According to projections from the Evangelical Lutheran Church in America’s (ELCA) Office of
Research and Evaluation, the whole denomination will have fewer than
67,000 members in 2050, with fewer than 16,000 in worship on an average
Sunday by 2041.
While the ELCA had over 5.2 million members when it was launched in 1988, it
has only declined since, and the decline has been accelerating. Currently, the numbers are somewhere south of 3.7 million members. The numbers of those who actually worship is even more dismal (and not only for the ELCA!).
Many reasons could be given but the ELCA is a distinctly more liberal (or progressive, if you prefer) church body than it was when it began. There were disagreements or failures to agree on substantive issues that were put off until later. Few of those were resolved in a positive way. So the lingering effects of those disagreements cannot be forgotten as a reason. In fact, some have suggested that at least in polity it was not a merger but the adoption of the LCA structure. Even this is not certain since the Synods (what we might call districts or dioceses) have effectively become semi-autonomous units that have created some disparity between them as far as theological stance and practices. This is especially true with regard to the social positions on sex and gender that have caused two schisms from the denomination (the NALC and the LCMC).
In the end, however, a church body that merely mirrors the positions of the culture and society around it offers little to compel a person to become a member. The lack of these distinctives may be the primary reason why the bleeding is increasing and the projections look so terrible. While some may be looking for more creativity, I would suggest that the real problem here is a lack of continuity. Those who can remember the previous church bodies assumed into the present structure of the ELCA see a church body far different from the one they once new. Without a distinctive and long standing tradition as a church body and without a distinctive and compelling identity apart from the world around them, the ELCA is a sinking ship.
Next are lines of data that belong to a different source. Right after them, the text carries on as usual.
PR #4042, opened 2026-02-20
perf: replace demographics sections loop with SQL aggregation

Arnav1709:
## Summary

Replaces per-program Python loops with a single cross-program SQL aggregate query in the `demographics()` function for computing class/section counts and hours.

Fixes #4032

## Problem

The `demographics()` function ran 3 queries per program inside a loop, plus iterated over all sections in Python to sum hours:

```python
for program in programs:
    program.classes().select_related().filter(...).count()     # query 1
    program.sections().select_related().filter(...).count()    # query 2
    for section in program.sections().select_related().filter(...):  # query 3 + Python loop
        result_dict['num_class_hours'] += section.duration
        result_dict['num_student_class_hours'] += section.duration * section.parent_class.class_size_max
```

Additional issues:

- Bare `select_related()` follows all FK relationships (wasteful)
- The sections queryset is evaluated twice (once for `.count()`, once for iteration)
- All section + parent class objects are loaded into Python just to sum two fields

## Fix

Replaced everything with a single SQL aggregate query using `Count`, `Sum`, and `F` expressions:

```python
CS.objects.filter(
    parent_class__parent_program__in=programs,
    status=ClassStatus.ACCEPTED,
).aggregate(
    num_classes=Count('parent_class', distinct=True),
    num_sections=Count('id'),
    num_class_hours=Sum('duration'),
    num_student_class_hours=Sum(
        F('duration') * F('parent_class__class_size_max'),
        output_field=DecimalField(),
    ),
)
```

All four values are computed in one SQL query with no Python iteration and no object instantiation.

## Impact

| Metric                | Before                        | After       |
| --------------------- | ----------------------------- | ----------- |
| Queries (N programs)  | 3 × N + section iteration     | 1           |
| Python objects loaded | All sections + parent classes | None        |
| Computation           | Python loop sums              | SQL `SUM()` |

## Files Changed

- `esp/esp/program/statistics.py` — `demographics()` function, vitals section

### DIFF
--- a/.github/workflows/lint.yml
+++ b/.github/workflows/lint.yml
@@ -1,0 +1,29 @@
+name: "Lint"
+
+on:
+  push:
+    branches: [main]
+  pull_request:
+    branches: [main]
+
+concurrency:
+  group: lint-${{ github.ref }}
+  cancel-in-progress: true
+
+permissions:
+  contents: read
+
+jobs:
+  lint:
+    name: Lint
+    runs-on: ubuntu-latest
+    timeout-minutes: 10
+    steps:
+    - uses: actions/checkout@v4
+    - uses: actions/setup-python@v5
+      with:
+        python-version: '3.10'
+    - name: Install flake8
+      run: pip install flake8
+    - name: Run lint
+      run: deploy/lint
--- a/.github/workflows/tests.yml
+++ b/.github/workflows/tests.yml
@@ -1,4 +1,4 @@
-name: "Lint and Unit Tests"
+name: "Unit Tests"
 
 on:
   push:
@@ -28,11 +28,16 @@ concurrency:
 permissions:
   contents: read
 
+
 jobs:
-  build:
-    name: ${{ matrix.ci_job }} (Python ${{ matrix.python-version }})
+  test:
+    name: Test (Python ${{ matrix.python-version }})
     runs-on: ubuntu-24.04
     timeout-minutes: 30
+    strategy:
+      fail-fast: false
+      matrix:
+        python-version: [3.7]
     services:
       postgres:
         image: postgres:10.8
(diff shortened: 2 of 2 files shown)


esp/esp/program/statistics.py
```diff
@@ -91,17 +91,29 @@ def zipcodes(form, programs, students, profiles, result_dict={}):
...
-        result_dict['num_classes'] += program.classes().select_related().filter(status=ClassStatus.ACCEPTED).count()
-        result_dict['num_sections'] += program.sections().select_related().filter(status=ClassStatus.ACCEPTED).count()
-        for section in program.sections().select_related().filter(status=ClassStatus.ACCEPTED):
-            result_dict['num_class_hours'] += section.duration
-            result_dict['num_student_class_hours'] += section.duration*section.parent_class.class_size_max
-    result_dict['num_class_hours'] = int(result_dict['num_class_hours'])
-    result_dict['num_student_class_hours'] = int(result_dict['num_student_class_hours'])
+    #   Get aggregate 'vitals' info via cross-program SQL aggregation.
+    from django.db.models import Count, Sum, F, Value, DecimalField
+    from esp.program.models import ClassSection as CS
```
hwatheod: Please move imports to the top with the other imports.

hwatheod: Also, don't abbreviate ClassSection as CS.  It's less readable and could get confused with ClassSubject.

hwatheod:
Make fixes as requested, otherwise looks good.

esp/esp/program/statistics.py
Arnav1709: Done with both the changes. Thank you for suggestions. I will keep it in mind from next time

Arnav1709:
Done with all the changes.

For those not in the ELCA, there is little room to be smug. We have our own decline to deal with and our own voices advocating to be more like the world around us and less like the faith of our fathers. Both ends would put us exactly in the same boat as the ELCA. We may be listing but it is surely easier for us to right the good ship Missouri than it will be to rescue a church body which has tied its future to the culture and social positions of the people around them and forgotten to make a real case for being a church at all.
1 comment:
Long-term straight line projections sometimes are not reliable. Here's a plot of the ELCA-to-LCMS membership ratios based on membership data from 1987 to 2018.
The ELCA's big membership dropoff is immediately following its 2009 decision allowing ordination of active homosexuals and the formation of NALC by breakaway congregations. Whether, in the last few years the dropoff is leveling to a slower decline (relative to the LCMS decline) remains to be seen.
Also some of the slow decline may be related to the slowly increasing average membership age.